### What you should do
Go through the following listing and count each line that contains the string "nullptr"; the answer is that number alone.

Recorded information START

PR #1074, opened 2020-04-27
Replace deprecated buffer() and cbuffer() from ie_blob with rwmap() and rmap()

AnthonyQuantum:


demos/common/samples/ocv_common.hpp
```diff
@@ -27,7 +27,7 @@ void matU8ToBlob(const cv::Mat& orig_image, InferenceEngine::Blob::Ptr& blob, in
     if (static_cast<size_t>(orig_image.channels()) != channels) {
         THROW_IE_EXCEPTION << "The number of channels for net input and image must match";
     }
-    T* blob_data = blob->buffer().as<T*>();
+    T* blob_data = InferenceEngine::as<InferenceEngine::MemoryBlob>(blob)->rwmap().as<T*>();
```
IRDonch, line 30: Pretty sure you can't do that. The pointer returned from `as` will become invalid as soon as the object returned by `rwmap` is destroyed.

AnthonyQuantum: @IRDonch,

Can I fix it like this? Would you approve?
Ofc I'll fix other demos too.
```
InferenceEngine::LockedMemory<void> mappedBlob = InferenceEngine::as<InferenceEngine::MemoryBlob>(blob)->rwmap();
T* blob_data = mappedBlob.as<T*>();
```

IRDonch: Sure, just watch the object lifetimes. You need to make sure that all blobs are unmapped before any inference happens.

I would also suggest using `auto` for the `LockedMemory` object, otherwise the code gets really cumbersome.

Wovchena: I disagree about `auto`. `LockedMemory` makes it clearer what is returned by `rmap()`. I think `auto` should be used when it is obvious what the actual type is. In this case `auto` makes a reader find the declaration of `rmap()`. While demos don't focus on on IE API, I believe it still will be easier to read with `LockedMemory`.

IRDonch: OK. Doesn't matter that much to me.

demos/common/samples/ocv_common.hpp
```diff
@@ -27,7 +27,8 @@ void matU8ToBlob(const cv::Mat& orig_image, InferenceEngine::Blob::Ptr& blob, in
     if (static_cast<size_t>(orig_image.channels()) != channels) {
         THROW_IE_EXCEPTION << "The number of channels for net input and image must match";
     }
-    T* blob_data = blob->buffer().as<T*>();
+    InferenceEngine::LockedMemory<void> blobMapped = InferenceEngine::as<InferenceEngine::MemoryBlob>(blob)->rwmap();
```
IRDonch, line 30: Doesn't this just need `wmap`?

demos/gaze_estimation_demo/src/ie_wrapper.cpp
```diff
@@ -84,8 +84,8 @@ void IEWrapper::setInputBlob(const std::string& blobName,
     if (dimsProduct != data.size()) {
         throw std::runtime_error("Input data does not match size of the blob");
     }
-    auto inputBlob = request.GetBlob(blobName);
-    auto buffer = inputBlob->buffer().as<InferenceEngine::PrecisionTrait<InferenceEngine::Precision::FP32>::value_type *>();
+    LockedMemory<void> blobMapped = as<MemoryBlob>(request.GetBlob(blobName))->rwmap();
+    auto buffer = blobMapped.as<PrecisionTrait<Precision::FP32>::value_type *>();
```
IRDonch, line 88: Might as well change the type to `float`...

demos/human_pose_estimation_demo/src/human_pose_estimator.cpp
```diff
@@ -120,15 +120,19 @@ void HumanPoseEstimator::reshape(const cv::Mat& image){
 
 void HumanPoseEstimator::frameToBlobCurr(const cv::Mat& image) {
     CV_Assert(image.type() == CV_8UC3);
-    InferenceEngine::Blob::Ptr input = requestCurr->GetBlob(network.getInputsInfo().begin()->first);
-    auto buffer = input->buffer().as<InferenceEngine::PrecisionTrait<InferenceEngine::Precision::U8>::value_type *>();
+    InferenceEngine::LockedMemory<void> requestCurrBlobMapped = InferenceEngine::as<
+        InferenceEngine::MemoryBlob>(requestCurr->GetBlob(network.getInputsInfo().begin()->first))->rwmap();
```
IRDonch, line 124: This is quite messy. I think you should keep the `input` variable.

demos/interactive_face_detection_demo/detectors.cpp
```diff
@@ -188,8 +188,10 @@ void FaceDetection::fetchResults() {
     results.clear();
     if (resultsFetched) return;
     resultsFetched = true;
-    const float *detections = request->GetBlob(output)->buffer().as<float *>();
-    const int32_t *labels = !labels_output.empty() ? request->GetBlob(labels_output)->buffer().as<int32_t *>() : nullptr;
+    LockedMemory<void> outputMapped = as<MemoryBlob>(request->GetBlob(output))->rwmap();
+    const float *detections = outputMapped.as<float *>();
+    const int32_t *labels = !labels_output.empty()
+                            ? as<MemoryBlob>(request->GetBlob(labels_output))->rwmap().as<int32_t *>() : nullptr;
```
IRDonch, line 194: This still has the dangling pointer problem.

demos/smart_classroom_demo/src/action_detector.cpp
```diff
@@ -131,23 +131,32 @@ DetectedActions ActionDetection::fetchResults() {
...
     const auto det_conf_blob_name = new_network_ ? config_.new_det_conf_blob_name : config_.old_det_conf_blob_name;
 
-    const cv::Mat priorbox_out =
-        new_network_
-          ? cv::Mat()
-          : cv::Mat(ieSizeToVector(request->GetBlob(config_.old_priorbox_blob_name)->getTensorDesc().getDims()),
-                    CV_32F, request->GetBlob(config_.old_priorbox_blob_name)->buffer());
+    cv::Mat priorboxMat;
+    if (new_network_) {
+        priorboxMat = cv::Mat();
```
IRDonch, line 136: This is a useless assignment. `priorboxMat` is already default-initialized.

demos/smart_classroom_demo/src/action_detector.cpp
```diff
@@ -131,23 +131,32 @@ DetectedActions ActionDetection::fetchResults() {
...
+    } else {
+        LockedMemory<void> priorboxOutBlobMapped = as<MemoryBlob>(request->
+                                                                  GetBlob(config_.old_priorbox_blob_name))->rwmap();
+        priorboxMat = cv::Mat(ieSizeToVector(request->
+                              GetBlob(config_.old_priorbox_blob_name)->getTensorDesc().getDims()), CV_32F,
+                              priorboxOutBlobMapped);
```
IRDonch, line 142: I don't think this is correct. `priorboxMat` is initialized with a pointer to the blob data, which becomes invalid once the `else` block ends.

demos/smart_classroom_demo/src/action_detector.cpp
```diff
@@ -131,23 +131,32 @@ DetectedActions ActionDetection::fetchResults() {
...
+    }
+    const cv::Mat priorbox_out = priorboxMat;
```
IRDonch, line 144: Is there a reason to duplicate the `Mat` object?

demos/text_detection_demo/src/cnn.cpp
```diff
@@ -68,8 +68,9 @@ void Cnn::Init(const std::string &model_path, Core & ie, const std::string & dev
     // --------------------------- Preparing input -------------------------------------------------------
 
     /* Resize manually and copy data from the image to the input blob */
-    Blob::Ptr input = infer_request_.GetBlob(input_name);
-    input_data_ = input->buffer().as<PrecisionTrait<Precision::FP32>::value_type *>();
+    InferenceEngine::LockedMemory<void> inputMapped = InferenceEngine::as<
+        InferenceEngine::MemoryBlob>(infer_request_.GetBlob(input_name))->rwmap();
+    input_data_ = inputMapped.as<InferenceEngine::PrecisionTrait<InferenceEngine::Precision::FP32>::value_type *>();
```
IRDonch, line 73: This produces a dangling pointer after `Init` returns.

demos/gaze_estimation_demo/src/ie_wrapper.cpp
AnthonyQuantum: @IRDonch 

I agree that this change will make the code less complicated, but shouldn't we use PrecisionTrait<Precision::FP32>::value_type everywhere instead of direct type names?

What if we change the type behind "FP32" sometime in the future? This is unlikely, but still possible.

Wovchena: It's unlikely FP32 is going to change. IE just needs that type for functions like `InputInfo::setPrecision()`.

demos/smart_classroom_demo/src/action_detector.cpp
```diff
@@ -131,26 +131,34 @@ DetectedActions ActionDetection::fetchResults() {
...
-                                CV_32F, request->GetBlob(det_conf_blob_name)->buffer());
+                                CV_32F, detConfBlobMapped.as<float*>());
 
     std::vector<cv::Mat> add_conf_out;
     for (int glob_anchor_id = 0; glob_anchor_id < num_glob_anchors_; ++glob_anchor_id) {
         const auto& blob_name = glob_anchor_names_[glob_anchor_id];
+        LockedMemory<const void> blobMapped = as<MemoryBlob>(request->GetBlob(blob_name))->rmap();
         add_conf_out.emplace_back(ieSizeToVector(request->GetBlob(blob_name)->getTensorDesc().getDims()),
-                                  CV_32F, request->GetBlob(blob_name)->buffer());
+                                  CV_32F, blobMapped.as<float*>());
```
IRDonch, line 147: This also creates a dangling pointer once `blobMapped` goes out of scope.

demos/text_detection_demo/include/cnn.hpp
```diff
@@ -14,7 +14,7 @@ using namespace InferenceEngine;
 
 class Cnn {
   public:
-    Cnn():is_initialized_(false), channels_(0), input_data_(nullptr), time_elapsed_(0), ncalls_(0) {}
+    Cnn():is_initialized_(false), channels_(0), input_name_(""), input_data_(nullptr), time_elapsed_(0), ncalls_(0) {}
```
IRDonch, line 17: This initializer is unnecessary; `input_name_` would get initialized to an empty string anyway.

demos/text_detection_demo/src/cnn.cpp
```diff
@@ -65,18 +65,17 @@ void Cnn::Init(const std::string &model_path, Core & ie, const std::string & dev
...
     is_initialized_ = true;
 }
 
 InferenceEngine::BlobMap Cnn::Infer(const cv::Mat &frame) {
     std::chrono::steady_clock::time_point begin = std::chrono::steady_clock::now();
 
+    /* Resize manually and copy data from the image to the input blob */
+    InferenceEngine::LockedMemory<void> inputMapped =
+        InferenceEngine::as<InferenceEngine::MemoryBlob>(infer_request_.GetBlob(input_name_))->wmap();
+    input_data_ = inputMapped.as<float *>();
```
IRDonch, line 77: Seems like `input_data_` could now be turned into a local variable.

demos/security_barrier_camera_demo/net_wrappers.hpp
```diff
@@ -271,7 +277,9 @@ class Lpr {
             InferenceEngine::Blob::Ptr seqBlob = inferRequest.GetBlob(LprInputSeqName);
             // second input is sequence, which is some relic from the training
             // it should have the leading 0.0f and rest 1.0f
-            float* blob_data = seqBlob->buffer().as<float*>();
+            InferenceEngine::LockedMemory<void> seqBlobMapped =
+                InferenceEngine::as<InferenceEngine::MemoryBlob>(seqBlob)->rwmap();
```
IRDonch, line 281: `wmap`, maybe?

demos/smart_classroom_demo/src/action_detector.cpp
```diff
@@ -131,26 +131,34 @@ DetectedActions ActionDetection::fetchResults() {
     const auto loc_blob_name = new_network_ ? config_.new_loc_blob_name : config_.old_loc_blob_name;
     const auto det_conf_blob_name = new_network_ ? config_.new_det_conf_blob_name : config_.old_det_conf_blob_name;
 
-    const cv::Mat priorbox_out =
-        new_network_
-          ? cv::Mat()
-          : cv::Mat(ieSizeToVector(request->GetBlob(config_.old_priorbox_blob_name)->getTensorDesc().getDims()),
-                    CV_32F, request->GetBlob(config_.old_priorbox_blob_name)->buffer());
-
+    LockedMemory<void> locBlobMapped = as<MemoryBlob>(request->GetBlob(loc_blob_name))->rwmap();
```
IRDonch, line 134: `rmap`?

demos/smart_classroom_demo/src/action_detector.cpp
```diff
@@ -131,26 +131,34 @@ DetectedActions ActionDetection::fetchResults() {
...
 
     /** Parse detections **/
+    if (new_network_) {
+        const cv::Mat priorbox_out;
+        return GetDetections(loc_out, main_conf_out, priorbox_out, add_conf_out,
+                             cv::Size(static_cast<int>(width_), static_cast<int>(height_)));
+    }
+
+    LockedMemory<void> priorboxOutBlobMapped =
+        as<MemoryBlob>(request->GetBlob(config_.old_priorbox_blob_name))->rwmap();
```
IRDonch, line 158: `rmap`?

demos/smart_classroom_demo/src/action_detector.cpp
AnthonyQuantum: I've fixed the problem, but I'm still a bit unsure whether I should pass LockedMemory objects to GetDetections function or even make them global variables. 

loc_out, main_conf_out, priorbox_out, add_conf_out are used in GetDetections, but this is outside the scope in which LockedMemory objects were created.

demos/text_detection_demo/src/cnn.cpp
IRDonch: The trailing underscore at the end of the name should be removed, since it's not a member variable anymore.

demos/smart_classroom_demo/src/action_detector.cpp
IRDonch: > loc_out, main_conf_out, priorbox_out, add_conf_out are used in GetDetections, but this is outside the scope in which LockedMemory objects were created.

Technically true, but irrelevant. The problem is not scope per se, but object lifetime. To take `locBlobMapped` as an example, it's destroyed at the end of the function, and since `GetDetections`  completes _before_ the end of the function, it's okay for it to access `loc_out`. 

When I said "once `blobMapped` goes out of scope", it was a shorthand for "once  `blobMapped` is destroyed at the end of the block".

demos/smart_classroom_demo/src/action_detector.cpp
```diff
@@ -131,26 +131,35 @@ DetectedActions ActionDetection::fetchResults() {
...
-                          CV_32F, request->GetBlob(loc_blob_name)->buffer());
+                          CV_32F, locBlobMapped.as<float*>());
 
+    LockedMemory<const void> detConfBlobMapped = as<MemoryBlob>(request->GetBlob(det_conf_blob_name))->rmap();
     const cv::Mat main_conf_out(ieSizeToVector(request->GetBlob(det_conf_blob_name)->getTensorDesc().getDims()),
-                                CV_32F, request->GetBlob(det_conf_blob_name)->buffer());
+                                CV_32F, detConfBlobMapped.as<float*>());
 
     std::vector<cv::Mat> add_conf_out;
+    std::vector<LockedMemory<const void>> blobsMapped;
```
IRDonch, line 143: I would suggest to swap these lines. It makes no practical difference, but it's better style-wise, because:

1. you add elements to `blobsMapped` before `add_conf_out`, and
1. since objects are destroyed in reverse order, there would no longer be a moment at the end of the function when the `Mat`s are alive but the `LockedMemory`s they are referring to are not.

demos/human_pose_estimation_demo/src/human_pose_estimator.cpp
```diff
@@ -121,14 +121,18 @@ void HumanPoseEstimator::reshape(const cv::Mat& image){
 void HumanPoseEstimator::frameToBlobCurr(const cv::Mat& image) {
     CV_Assert(image.type() == CV_8UC3);
     InferenceEngine::Blob::Ptr input = requestCurr->GetBlob(network.getInputsInfo().begin()->first);
-    auto buffer = input->buffer().as<InferenceEngine::PrecisionTrait<InferenceEngine::Precision::U8>::value_type *>();
+    InferenceEngine::LockedMemory<const void> requestCurrBlobMapped =
+        InferenceEngine::as<InferenceEngine::MemoryBlob>(input)->rmap();
```
Wovchena, line 125:
```suggestion
    InferenceEngine::LockedMemory<void> requestCurrBlobMapped =
        InferenceEngine::as<InferenceEngine::MemoryBlob>(input)->wmap();
```
The same for `void HumanPoseEstimator::frameToBlobNext(const cv::Mat& image)`.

Recorded information END

### Finished exercise
4